PR #921, opened 2021-04-02
[MRG} Lower unseen email time to 5 minutes (8 max)

### LINKED ISSUE #892: Lower unseen message email time
Currently unseen messages trigger a notification email if unseen for 30 minutes. This should be lowered to 5 minutes due to user complaints, and the background job also needs to run more often.

ShmuelTreiger:


aapeliv (approved):
It's 5-8 minutes now, but that's good

PR #922, opened 2021-04-02
[MRG] Alternative way to deal with user.regions

ShmuelTreiger:
@aapeliv What about something like this instead?


aapeliv:
Everything's a tradeoff, but this is why I'd argue that this change is worse than what you've now.

I know for simple lists it's tempting to write these helper functions. However, it has three problems:

1. You've created an abstraction of the regions table stuff into a list, but what you have now is actually not equivalent: I can't assign to `user.regions_visited = ["FIN", "SWE"]` because it's a read-only property. That means that we still have to dig into the underlying data structure and know two things (the list stuff, but then also how to assign to it).
1. It adds indirection. There's a lot of these list-type things through one-to-many joined lists, but a lot of them have more properties than a single list, e.g. language abilities. If you only had string lists, doing this (and adding some assignment hack for 1.) would probably make sense. But devs already have to know how the relationship stuff works, so it's not worth adding another thing to convolute it.
1. And finally, it's just more code in total to factor out a fairly easy list comprehension in two call sites

PR #924, opened 2021-04-02
Add link to connections page

lucaslcode:
The was no link since we took it out of the nav bar. This is more of a temporary fix (there's nothing as permanent as a temporary fix...)


aapeliv (approved):
LGTM, if you're happy with my approval :)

**Aim of the exercise**:
Give the complete listing again, exactly as it appears above.

**Solution for this task**:
PR #921, opened 2021-04-02
[MRG} Lower unseen email time to 5 minutes (8 max)

### LINKED ISSUE #892: Lower unseen message email time
Currently unseen messages trigger a notification email if unseen for 30 minutes. This should be lowered to 5 minutes due to user complaints, and the background job also needs to run more often.

ShmuelTreiger:


aapeliv (approved):
It's 5-8 minutes now, but that's good

PR #922, opened 2021-04-02
[MRG] Alternative way to deal with user.regions

ShmuelTreiger:
@aapeliv What about something like this instead?


aapeliv:
Everything's a tradeoff, but this is why I'd argue that this change is worse than what you've now.

I know for simple lists it's tempting to write these helper functions. However, it has three problems:

1. You've created an abstraction of the regions table stuff into a list, but what you have now is actually not equivalent: I can't assign to `user.regions_visited = ["FIN", "SWE"]` because it's a read-only property. That means that we still have to dig into the underlying data structure and know two things (the list stuff, but then also how to assign to it).
1. It adds indirection. There's a lot of these list-type things through one-to-many joined lists, but a lot of them have more properties than a single list, e.g. language abilities. If you only had string lists, doing this (and adding some assignment hack for 1.) would probably make sense. But devs already have to know how the relationship stuff works, so it's not worth adding another thing to convolute it.
1. And finally, it's just more code in total to factor out a fairly easy list comprehension in two call sites

PR #924, opened 2021-04-02
Add link to connections page

lucaslcode:
The was no link since we took it out of the nav bar. This is more of a temporary fix (there's nothing as permanent as a temporary fix...)


aapeliv (approved):
LGTM, if you're happy with my approval :)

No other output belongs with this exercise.